As we wrote last week, global asset managers have been slowly learning that a number of MiFID II research unbundling rules conflict with US regulatory practice, including the ability to use research payment accounts or RPAs to make research payments globally. The following is an edited excerpt from Integrity’s recently released 150 page study called MiFID II Research Solution Providers that addresses this and a wide range of related topics.
One Global Approach to MiFID II Unlikely
US-based asset managers wishing to conform to MiFID II face considerable difficulties in adopting one consistent compliance framework around research payments in both US and Europe because Research Payment Accounts (RPAs) as envisioned by European regulators fundamentally differ from the existing US research payment infrastructure, including Commission Sharing Agreements (or Client Commission Arrangements) which seek to unbundle execution costs from research payments. Moreover, there is uncertainty about whether US regulation will permit monies to be transferred from commission accounts to separate RPA accounts.
Under MiFID II, Research Payment Accounts are intended to be ring-fenced accounts controlled by the asset manager. They can be funded by separately identified research fees charged by the asset managers to their clients (the accounting method), in which case there are no problems with setting up RPAs under US regulation. However, if US asset managers try to use such RPAs, they will run into the same problem that European asset managers experience in paying cash for US brokerage research.
MiFID II also allows RPAs to be funded ‘alongside’ transactions made on behalf of clients, which is the preferred method for most asset managers, in part because the current research payment infrastructure is built around commissions. A majority of US asset managers have some form of commission sharing agreements (CSAs)  in place and the hope has been that the basic CSA structure could be used to implement MiFID II research payments.

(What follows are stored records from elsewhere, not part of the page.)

PR #3661, opened 2025-12-05
[BUGFIX] `format` data model: fix ambiguous schema

AntoineThebaud:
# Description

The way the format model was updated with this change https://github.com/perses/perses/pull/3035 was actually wrong as `#format` couldn't be refered to without precising a unit, as we expected with this change.

E.g with the following code:

```cue
myFormat: #format & {
    decimalPlaces: 0
    shortValues:   false
}
```

You'd get this error:
```sh
myFormat: incomplete value {decimalPlaces:0,shortValues:false,unit?:"decimal"} | {decimalPlaces:0,shortValues:false,unit?:"bits" | "decbits"} | {decimalPlaces:0,shortValues:false,unit?:"bytes" | "decbytes"} | {decimalPlaces:0,shortValues:false,unit?:"bits/sec" | "decbits/sec" | "bytes/sec" | "decbytes/sec" | "counts/sec" | "events/sec" | "messages/sec" | "ops/sec" | "packets/sec" | "reads/sec" | "records/sec" | "requests/sec" | "rows/sec" | "writes/sec"}
```

Even though the `unit` attribute is optional, the `#format` disjunction still has to resolve to a single option (struct) and it couldnt.

This PR fixes this problem, by grouping the formats that have the same attributes together, so that the evaluation resolves to a single struct.

The "old" format definitions like `#decimalFormat`, `#bytesFormat` etc are still preserved to avoid breaking change (especially for the CUE SDK users). The `unit` field in those is back as a mandatory attribute, as when referencing these precise formats directly (CUE SDK use case) it doesn't really make sense to have unit optional.

# Checklist

### DIFF
--- a/.github/workflows/e2e.yml
+++ b/.github/workflows/e2e.yml
@@ -28,6 +28,10 @@ jobs:
           enable_npm: true
           enable_go: true
           nvmrc_path: "./ui/.nvmrc"
+      - name: start dev environment
+        uses: hoverkraft-tech/compose-action@v2.4.2
+        with:
+            compose-file: ./dev/docker-compose.e2e.yaml
       - name: Install UI deps
         working-directory: ./ui
         run: npm ci
--- a/.github/workflows/go.yml
+++ b/.github/workflows/go.yml
@@ -155,7 +155,7 @@ jobs:
       - name: generate files
         run: make assets-compress
       - name: golangci-lint
-        uses: golangci/golangci-lint-action@v9.1.0
+        uses: golangci/golangci-lint-action@v9.2.0
         with:
           # Required: the version of golangci-lint is required and must be specified without patch version: we always use the latest patch version.
           version: v2.4.0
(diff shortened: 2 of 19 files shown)


scripts/validate-cue/validate-cue.go
```diff
@@ -106,7 +106,7 @@ func validateCueFiles() error {
 			}
 
 			if err := runCueVet(schemaFile, testFile); err != nil {
-				return err
+				logrus.Errorf("Validation failed for %s: %v", schemaFile, err)
```
Nexucis, line 110: if you don't return an error here, it will not make the CI failed

AntoineThebaud: ah yes I went a bit too fast sorry.. I want to have a full error report, not fail on the first file, but yes I need to make the function return an error if at least 1 file was invalid

AntoineThebaud: fixed in https://github.com/perses/perses/pull/3661/commits/9310b665e46ce3bdbe0cdc23c0459af0e89767fb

In a Q&A released December 2016, the European Securities and Markets Authority (ESMA), the EU financial regulatory authority responsible for drafting the MiFID II rules, provided additional guidance on RPAs, requiring that RPAs be under the legal control of the asset manager:
“When administration of the RPA is outsourced, the investment firm should maintain legal control over RPA funds until such time as it decides to make a payment to a research provider… The investment firm must be satisfied that through the outsourced agreement it continues to retain full discretion and control over the use of the account. The money should be ring-fenced and clearly separated from other funds of the RPA Administrator, such that they remain legally owed to the investment firm.”
This requirement differentiates RPAs from CSAs as they are currently structured because CSAs are typically accounts controlled by brokers on behalf of asset managers, but not under the legal control of asset managers.
UK regulators have expressed a similar view of RPAs as fundamentally distinct from CSAs. In the Financial Conduct Authority’s consultation paper outlining its approach to implementing MiFID II’s research payment provisions, the FCA makes it clear that RPAs differ from the commission sharing accounts maintained by brokers for their asset manager clients:
“Except when the research charge temporarily passes through an executing broker, an investment firm’s RPA monies are to be ring-fenced and separately identifiable from the assets of any third party entity they use to hold and administer the RPA (which can include a broker), prior to the investment firm instructing payment to a research provider.” 
Under the new MiFID II rules, simply using CSAs as a proxy for RPAs does not seem to be an option.
The RPA challenge is heightened by US regulation which views commissions generated to pay for research as the property of a broker. The safe harbor provided by Section 28(e) under the Securities Exchange Act of 1934 stipulates research payments with commissions, which are deemed broker money not client money, as the Lehman bankruptcy made clear to all its CSA clients.
For this reason, some commentators argue that RPAs funded through commissions would be problematic in the US: “In Europe, the research charge or dollars are the legal property of the manager. So in Europe, all managers will have to migrate to RPAs,” ITG’s Head of Global Commission Management Jack Pollina said in a Traders Magazine interview. “In the U.S. many asset managers don’t have the option to run an RPA as the SEC views commissions as the property of a broker and not the asset manager.” In Pollina’s view, the SEC would have to change its view on commissions and allow the dollars to be placed in the asset manager’s name.
 Regulators have generally endorsed commission sharing agreements (CSAs) because they parse equity commissions into a research component and an execution component, providing more transparency on research costs. In the US, CSAs are known as “client commission arrangements” (CCAs).